I had screamed and cried and hit so many pillows over the lack of action to get my men back. I was exhausted, and nothing would release the rage at what had taken them from me.

Medics and patients alike barely talked to me anymore, so I was surprised to hear the door to the break room open. The Pop-Tart in my mouth tasted like cardboard as I turned in my seat to see my dad standing in front of the door.

He was looking better. His eye was healing and the staples in his head wound had been removed. Still, my chest cracked at the sight of him. He’d been one of Tash’s victims and couldn’t remember me or the second language he was fluent in.

“Buenos dias,” I said absently to him before turning back around. Technically, he wasn’t allowed in this room, but fuck if I cared about hospital protocol anymore.

He was silent for several long seconds before I heard a soft, “Morning,mijita.”

I froze, my pulse shooting up to pound furiously as I processed those words. When I turned around again, it was with the heartbreaking fear that I had misheard him. “What did you say?” I whispered.

My dad’s lips trembled and his dark eyes were filled with unspent tears. “I said good morning to my daughter.”

I stood shakily from my chair, unable to believe what I heard as I gripped the armrest until my hand ached. “You…you…”

“Yes!” My dad rushed forward with his arms out. “I remember you, Mariposa.”

Emotion burst so hard from my chest, I was barely aware of what my body was doing until we crushed each other into the hug I’d spent years yearning for.

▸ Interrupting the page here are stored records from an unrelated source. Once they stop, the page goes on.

PR #61, opened 2024-06-03
[ENG-5738] encrypted credentials

aaxelb:
- rewrite `addon_service.credentials.models.ExternalCredentials` to encrypt credentials
- add `addon_service.credentials.encryption` with all the encrypt/decrypt logic
- new environment variables (see `app/env.py`)
  - in non-DEBUG environments, `GRAVYVALET_ENCRYPT_SECRET` is required


addon_service/credentials/encryption.py
```diff
@@ -0,0 +1,142 @@
...
+    "pls_encrypt_json",
+    "salt_factory",
+)
+
+
+# 32-byte key expected by cryptography.fernet.Fernet
+_KEY_BYTE_COUNT = 32
+
+# recommended len(salt) >= 16 bytes
+_SALT_BYTE_COUNT = settings.GRAVYVALET_SALT_BYTE_COUNT or 17
```
adlius, line 36: Should we also make note in the settings that `settings.GRAVYVALET_SALT_BYTE_COUNT` is recommended to be >= 16?

addon_service/credentials/encryption.py
```diff
@@ -0,0 +1,142 @@
...
+
+@dataclasses.dataclass(frozen=True)  # frozen for use as lru_cache key
+class KeyParameters:  # https://datatracker.ietf.org/doc/html/rfc7914#section-2
+    salt: bytes = dataclasses.field(default_factory=salt_factory)
+    # recommended scrypt_cost ("N") between 2^14 and 2^20
+    scrypt_cost: int = settings.GRAVYVALET_SCRYPT_COST or 2**17
+    # recommended scrypt_block_size ("r") = 8
+    scrypt_block_size: int = settings.GRAVYVALET_SCRYPT_BLOCK_SIZE or 8
+    # recommended scrypt_parallelization ("p") = 1
+    scrypt_parallelization: int = settings.GRAVYVALET_SCRYPT_PARALLELIZATION or 3
```
adlius, line 51: RFC 7914 recommends P=1. So should this be
```suggestion
    scrypt_parallelization: int = settings.GRAVYVALET_SCRYPT_PARALLELIZATION or 1
```

addon_service/credentials/encryption.py
```diff
@@ -0,0 +1,142 @@
...
+            and _cost_log2 == int(_cost_log2)
+            and _cost_log2 <= (128 * self.scrypt_block_size / 8)
+        )
+        # scrypt_parallelization "is a positive integer less than or equal to ((2^32-1) * 32) / (128 * r)"
+        assert self.scrypt_parallelization <= ((2**32 - 1) * 32) / (
+            128 * self.scrypt_block_size
+        )
+
+    def memory_required(self) -> int:
+        return self.scrypt_cost * self.scrypt_block_size * 129
```
adlius, line 68: Why `* 129`? I am sure there is a reason. I am simply curious.

addon_service/credentials/encryption.py
```diff
@@ -0,0 +1,142 @@
...
+        _fresh_params = stored_params
+    else:
+        # key defaults HAVE changed -- decrypt and re-encrypt
+        _decrypted = pls_decrypt_bytes(encrypted, stored_params)
+        _fresh_encrypted = pls_encrypt_bytes(_decrypted, _fresh_params)
+    return _fresh_encrypted, _fresh_params
+
+
+# deriving keys is expensive on purpose -- cache, but only in local memory
+@functools.lru_cache(maxsize=settings.GRAVYVALET_DERIVED_KEY_CACHE_SIZE)
```
adlius, line 109: This is a nitpick. But should `GRAVYVALET_DERIVED_KEY_CACHE_SIZE` be a calculated value instead of a constant? I assume the size of the key generated depends on the parameters used. So it might not always make sense to have a constant value for the cache, but a variable value based on `memory_required`?

adlius (commented):
Some questions.

addon_service/credentials/encryption.py
aaxelb: we should enforce that, probably... i've added `len(self.salt) >= 16` to what's validated in `KeyParameters.__post_init__` -- if/when we document the other parameters outside this file, should include that constraint

addon_service/credentials/encryption.py
aaxelb: hmm yeah, probably -- i bumped it arbitrarily after noticing django had [increased default parallelism to 5](https://code.djangoproject.com/ticket/35428), but on a closer look [the OWASP cheatsheet they cite](https://cheatsheetseries.owasp.org/cheatsheets/Password_Storage_Cheat_Sheet.html#scrypt) recommends p=1 with our current default N=2^17 (tho it doesn't try to justify that recommendation 🤷 ) -- so yes, changed to 1

addon_service/credentials/encryption.py
aaxelb: i read somewhere that scrypt's approximate memory use is `N * r * 128` bytes, and fudged it up to 129 for `hashlib.scrypt` to stop throwing "memory limit exceeded" errors

...but now i've verified that estimate (it's a lower bound for any scrypt implementation not trying to play games recomputing intermediate values) and updated this function with explanatory comments and more empirically tested fudge

addon_service/credentials/encryption.py
aaxelb: the size of the derived key is a constant 32 bytes (as required by [cryptography.fernet.Fernet](https://cryptography.io/en/latest/fernet/#cryptography.fernet.Fernet) and set in `_KEY_BYTE_COUNT`) -- scrypt's parameters affect the amount of memory required for scrypt to run, but that memory can be (is?) freed as soon as it's done

addon_service/migrations/0001_initial.py
```diff
@@ -239,6 +218,36 @@ class Migration(migrations.Migration):
                 "verbose_name_plural": "External Storage Services",
             },
         ),
+        migrations.CreateModel(
```
mfraezz, line 221: Will this require a migration rollback / re-migrate when it hits staging?

app/env.py
```diff
@@ -31,3 +31,33 @@
...
+# 2. call `.rotate_encryption()` on every `ExternalCredentials` (perhaps via celery task
+#    `addon_service.credentials.tasks.schedule_encryption_rotation__celery`)
+# 3. remove the old secret from GRAVYVALET_ENCRYPT_SECRET_PRIORS
+GRAVYVALET_ENCRYPT_SECRET = os.environ.get("GRAVYVALET_ENCRYPT_SECRET")
+GRAVYVALET_ENCRYPT_SECRET_PRIORS = tuple(
+    filter(bool, os.environ.get("GRAVYVALET_ENCRYPT_SECRET_PRIORS", "").split(","))
+)
+# optional overrides for scrypt key derivation parameters (when unset or "0", use sensible defaults)
+# see https://datatracker.ietf.org/doc/html/rfc7914#section-2
+GRAVYVALET_SALT_BYTE_COUNT = int(os.environ.get("GRAVYVALET_SALT_BYTE_COUNT", 0))
```
mfraezz, line 52: Are any of these, aside from `GRAVYVALET_ENCRYPT_SECRET`, required to be set in the configs?

Also, why default to `0` here but override in the app code, rather than just defaulting to non-zero here?

mfraezz (approved):
A couple questions relating to deployment considerations, but otherwise LGTM :octocat:

addon_service/migrations/0001_initial.py
aaxelb: yes, tho staging is on `main` at the moment and there are other breaking migration changes in `develop` already -- i thiiink this PR is the last db-breaking change before it makes sense to freeze the initial migration

app/env.py
aaxelb: none required besides `GRAVYVALET_ENCRYPT_SECRET` (and that's optional too when `DEBUG`)

yeah, now looking again the `0` defaults here are weird and inconsistent... have added actual defaults here (and also replaced `SCRYPT_COST` with `SCRYPT_COST_LOG2` so you don't ever have to bother computing 2^18)

PR #62, opened 2024-06-03
[ENG-5697] admin interface (for setting up external services)

aaxelb:
- enable django admin (for ExternalStorageService and Oauth2ClientConfig)
- add formfield/widget for "linked" foreign keys -- allow viewing or (when null) adding a related object, but never list the related table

I thought I couldn’t cry anymore, but his thin hospital shirt was soaked through after moments of being pressed to his chest. He felt thinner and more frail than I remembered, but this hug was exactly the same as all the other ones we shared before. When he’d come home after weeks of fighting, Mom and I would cling to him like we’d never see him again. Then he’d leave again and we held onto him like we’d never let him go.

“Oh my daughter, I’m so sorry.” He kissed my hair and rubbed my back. “I should have recognized you the moment I saw you.”